Neither of them came from rich or powerful stock. They were descended from shopkeepers and market traders, farm labourers and wagoners—the ordinary working people of this little English town over many generations.
‘I saw Mrs Walton, the vicar’s wife, just now,’ Liam murmured as he set out a Waterford crystal rose bowl on the stall. ‘She told me she saw you last night coming out of the cinema with what she described as a very attractive man, much younger than you!’

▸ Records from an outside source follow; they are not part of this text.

PR #1690, opened 2021-05-30
Fix some typo in english security doc

rds13:


alexAubin:
Eeeeh, "it's not a typo, it's a feature" ? In grav's markdown syntax, those `!!!` are here to create warning/info alert boxes

rds13:
I noticed that it does not render well at least on Github and that the french version used an alternate syntax to highlight the statements.

tituspijean:
We use Grav to render the documentation, GitHub not rendering it is not an issue to us. English version was the most up-to-date, let's keep it that way.

PR #1710, opened 2021-06-28
Added Prosody IM

edo0:
Prosody is a server for Jabber/XMPP written in Lua. It aims to be easy 
to use and light on resources. For developers, it aims to give a 
flexible system on which to rapidly develop added functionality or 
rapidly prototype new protocols.


edo0:
Wrong git address, will open a new pull request

PR #1711, opened 2021-06-28
Added Prosody XMPP

edo0:
Prosody is a modern XMPP communication server. It aims to be easy to set up and configure, and efficient with system resources. Additionally, for developers it aims to be easy to extend and give a flexible system on which to rapidly develop added functionality, or prototype new protocols.


tituspijean (approved):

ericgaspar:
Not sure about the pertinence of putting Prosody in the wishlist. YunoHost uses Metronome over Prosody, it is part of the core.

See this issue: https://github.com/YunoHost/issues/issues/67

alexAubin:
Yeah ... though maybe one day we'd make Metronome optional and maybe you could be able to install Prosody (assuming all the corresponding regen conf hook would also be able to handle Prosody), but that's a lot of 'maybe' and 'if's

PR #6, opened 2014-07-09
[ADD] product_pack module v.7.0

tafaRU:
Moving: https://code.launchpad.net/~agilebg/openerp-product-attributes/adding_product_pack_7/+merge/195786


pedrobaeza:
Hi, Alex,

I have tried the module, and there are some functional remarks:
- There is the need to prevent possibility to add product pack to itself, otherwise it's easy to get infinite recursion when 'stock_depends' is marked.
- Product pack tree view can be editable to avoid to open a popup with the same few two fields in it.
- The logical order for the tree is product, quantity, not the reverse.
- On product view, Inventory tab, you must hide **update** button next to _Quantity on hand_ field when _Stock depends of components_ field is marked to avoid the creation of a fake inventory.
- On the same line, you must prevent on inventories to add a line of this type of products.
- When you add a product pack on a sale order, save, and then change quantity of this pack, pack lines are not properly updated with new quantities.
- And finally, if you make a delivery, product pack always get hanged on the stock.picking on state _Waiting availability_

Regards.

paulius-sladkevicius:
When duplicating a sale order or purchase order containing a product with a pack:
- In the new SO/PO, only a pack exist without components.
- In the initial SO/PO, the pack components are also duplicated

tafaRU:
thank you so much for https://github.com/tafaRU/product-attribute/pull/1! 

We're planning to analyze your contribs and @pedrobaeza  hints asap. Be patient ;-)

lmignon:
Hi Alex,

Thank you for sharing this module with the community.  I've tried the module since I've the same kind of requirements for a client. 
Basically, what we need is to find a solution to safely manage that, in a store, if a person wants to buy a can of Coke and it remains only packs of 6 cans she'll probably take it out of a pack.
At first, your module seems to provide the solution to this problem: Create a product for the can and a product pack for the pack of 6 cans with 'Stock depends of components' checked. 
- Pros:
  - The 2 products exists as it in the product list
  - Qties for product pack seems to be based on components (IOW, if we have 6 cans in stock, we have 1 pack of 6. If we sell 1 can, it remains 5 cans and 0 pack of 6)
  - A product pack can be composed of different products (looks like a BOM in mrp)
- Cons
  - By playing with the module, I found that stock movements were generated false  (with Stock depends of components checked). I'll try to explain why I think they are wrong with the following scenario: I'll purchase 1 pack of 6 cans and sell 1 can out of the pack.
    1 . Create a PO
    1. Add 1 pack of 6 cans. (As result you have 2 PO lines, 1 for the pack with qty = 1 and price = XX and an other one for the content (here 6 cans) with qty = 1 and price = 0. (why not)
    2. Receive the product. (you have to receive the 2 lines, the pack itself and the content of the pack...)
    3. Open the product form for the can, qty available is now 6.
    4. Open the product form for the 6 pack cans, qty available is now 1.
    5. If we look in the stock moves, we can see that both movements were generated. One for the pack and an other one for the components.
    6. Create a sale order 
    7. Add 1 can 
    8. If we look in the stock moves, we can see that 1 movement is generated for the can.
    9. Open the product form for the can, qty available is now 5.
    10. Open the product form for the 6 pack cans, qty available is now 0.
        The problem is that the module breaks the balance between inward and outward movements of the stock. ('X -> stock'  -  'stock -> Y' <> 0). Therefore, all processes based on this principle (inventories, reports, stock rules) are potentially broken.

For our client, we've decided to use 'product.packaging' to cover its needs. In our case, the purchase and sale of a pack is still considered as a purchase of the same product in a particular packaging. This packaging is then used to compute the real quantity in the base unit of the product. To facilitate the use of product.packaging in PO and SO, we will add the field packaging_qty on the line and calculate the qty field based on the rule qty = packaging_qty \* product_packaging.qty. In doing so, we should have nothing more to do because product.packaging is already supported everywhere (po.lines, so.line, stock.move). I don't  know if it's the right way to cover our needs but I've not found an existing module in the community to cover this functional need.

Personally :-1:  to include this PR in product-attribute.

Regards,

lmi

pedrobaeza:
@lmignon, although your concerns are correct, and need to be addressed, product_pack is for more than a packaging shortcut. You can pack two products of very different nature together. For example, a computer + keyboard + mouse. You can sell it apart, or join them in a pack. There's no possible way to do it with packaging. So the value of the module is still needed, but it has to be fine grained.

I think Alex has only ported this module as is, and now he is receiving punches from everywhere, but we can collaborate for refining the module and include it on OCA.

lmignon:
@pedrobaeza Sure, my scope is limited. The proposed functionalities are great. That's why I tried it because I saw more opportunities than my current approach. So I just made my comments in the spirit of cooperation and to be constructive, not to give bunches.

product_pack/pack.py
```diff
@@ -0,0 +1,484 @@
...
+#    You should have received a copy of the GNU Affero General Public License
+#    along with this program.  If not, see <http://www.gnu.org/licenses/>.
+#
+###############################################################################
+
+import math
+from openerp.osv import fields, orm
+
+
+class product_pack(orm.Model):
```
bwrsandman, line 27: Please name the class and python file after the model and have one model per file

product_pack/pack.py
```diff
@@ -0,0 +1,484 @@
...
+            ondelete='cascade', required=True
+        ),
+        'quantity': fields.float('Quantity', required=True),
+        'product_id': fields.many2one(
+            'product.product', 'Product', required=True
+        ),
+    }
+
+
+class product_product(orm.Model):
```
bwrsandman, line 42: Please name the class and python file after the model and have one model per file

product_pack/pack.py
```diff
@@ -0,0 +1,484 @@
...
+                        pack_stock = pack_stock_next
+
+                # result is the minimum stock of all subproducts
+                result[product.id] = pack_stock
+            else:
+                result[product.id] = stock[product.id]
+        return result
+
+
+class sale_order_line(orm.Model):
```
bwrsandman, line 138: Please name the class and python file after the model and have one model per file

product_pack/pack.py
```diff
@@ -0,0 +1,484 @@
...
+        ),
+        'pack_child_line_ids': fields.one2many(
+            'sale.order.line', 'pack_parent_line_id', 'Lines in pack'),
+    }
+    _defaults = {
+        'pack_depth': 0,
+    }
+
+
+class sale_order(orm.Model):
```
bwrsandman, line 157: Please name the class and python file after the model and have one model per file

product_pack/pack.py
```diff
@@ -0,0 +1,484 @@
...
+                        cr, uid, [id], {'sequence': sequence, }, context)
+
+        if updated_orders:
+            """ Try to expand again all those orders that had a pack in this
+            iteration. This way we support packs inside other packs. """
+            self.expand_packs(cr, uid, ids, context, depth + 1)
+        return
+
+
+class purchase_order_line(orm.Model):
```
bwrsandman, line 322: Please name the class and python file after the model and have one model per file

product_pack/pack.py
```diff
@@ -0,0 +1,484 @@
...
+        'pack_child_line_ids': fields.one2many(
+            'purchase.order.line', 'pack_parent_line_id', 'Lines in pack'
+        ),
+    }
+    _defaults = {
+        'pack_depth': 0,
+    }
+
+
+class purchase_order(orm.Model):
```
bwrsandman, line 347: Please name the class and python file after the model and have one model per file

product_pack/pack_view.xml
```diff
@@ -0,0 +1,48 @@
+<?xml version="1.0" encoding="utf-8"?>
+<openerp>
+	<data>
+
+		<!-- Product view modification -->
+		<record model="ir.ui.view" id="nan_product_pack_form">
+			<field name="name">product.product.pack.form</field>
+			<field name="model">product.product</field>
```
bwrsandman, line 8: Please name the class and python file after the model and have one model per file

product_pack/pack_view.xml
```diff
@@ -0,0 +1,48 @@
...
+						<field name="pack_line_ids" colspan="4" nolabel="1"/>
+					</page>
+				</notebook>
+			</field>
+		</record>
+
+		<!-- product.pack.line -->
+		<record model="ir.ui.view" id="product_pack_line_form">
+			<field name="name">product.pack.line.form</field>
+			<field name="model">product.pack.line</field>
```
bwrsandman, line 28: Please name the class and python file after the model and have one model per file

product_pack/pack_view.xml
```diff
@@ -0,0 +1,48 @@
...
+			<field name="arch" type="xml">
+				<form string="Pack Product Line">
+					<field name="quantity"/>
+					<field name="product_id"/>
+				</form>
+			</field>
+		</record>
+		<record model="ir.ui.view" id="product_pack_line_tree">
+			<field name="name">product.pack.line.tree</field>
+			<field name="model">product.pack.line</field>
```
bwrsandman, line 38: Please name the class and python file after the model and have one model per file

rafaelbn:
Hi @tafaRU , are you going to continue with this work? Let me know please, thanks!

cc @liebana please take a look here

tafaRU:
@rafaelbn, we don't think to continue with this work, so the PR can be closed.
Let me know, thanks.

rafaelbn:
@sergio-incaser please take this work, we will finish it. OK? Thanks

yajo:
Take notice this is v7 branch.

sergio-teruel:
Oks..

pedrobaeza:
This one is already migrated to v8 and improved: https://github.com/ingadhoc/odoo-addons/tree/8.0/product_pack

rafaelbn:
I opened an issue https://github.com/ingadhoc/odoo-addons/issues/244 asking to migrate already work done to OCA

PR #11, opened 2014-08-28
search first product.price.type instead of take id 1

laetitia-gangloff:
In some case (rare) product.price.type with id 1 doesn't exist, so it is not possible to set base 1.

To reproduce the problem, simply delete product price type with id 1 and set fixed price on pricelist item. Save doesn't work, because base is empty.


rvalyi:
:+1: LGTM; failing test is unrelated

pedrobaeza:
:+1: OK for me too.

Regards.

lmignon:
:+1:  less error prone

Regards

PR #22, opened 2014-10-23
product_gtin: port to v8

alexis-via:
Rename badly-named variable: ean13_len -> ean_len
Small code simplification


rvalyi:
:+1: LGTM trivial fixes

alexis-via:
@foutoucour 

I won't port it to the new API in this PR. But feel free to do it.

foutoucour:
:-1:

alexis-via:
@foutoucour 
The policy of OCA is not to force the use of the new API in all modules ported to v8. So you should not disapprove the PR only for that reason.
Odoo v8 has been released more than a month ago and the OCA product-attribute branch for v8 is still empty ; so we urgently need to get the modules out of **unported**, or OCA will loose its credibility. That's what I am trying to do with my contributions. A port to the new API can be done in another PR without problems.

sbidoul:
I fully agree with @alexis-via here. Port to new API is not mandatory for 8.0.

:+1:

lepistone:
I tried to migrate quite a few modules to the new API and I think that for a while we should not require it for oca modules. When it stabilzes and the core starts to use it more we can change our mind.

rvalyi:
Hello, I also agree, that migrating the API is a "nice to have" but should not be mandatory yet. So I keep with my approval, further enhancements will be welcome later.

pedrobaeza:
:+1:

I proceed with the merge, and anyone can port it to new API and make a PR if he/she wants.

Kit swallowed, going a furious shade of fuchsia. She should have known that someone was bound to notice her with Joe. This was a small town-anyone who had lived here for years knew almost everyone else; nothing you did was ever missed and people were always curious, and always talked about anything they saw or heard. You couldn’t hope to keep a secret here.
That was, paradoxically, one of the things she loved about the place for all that it made her cross too; there was no chance of being forgotten or ignored here, of leading a lonely existence. You were part of the community whether you liked it or not and your entire life was an open book. That might have had a down side but it also made you feel good; you knew you belonged.
‘I may have come out with him—I didn’t go in there with him!’ she said irritably, and then her heart suddenly began to beat like an overwound clock.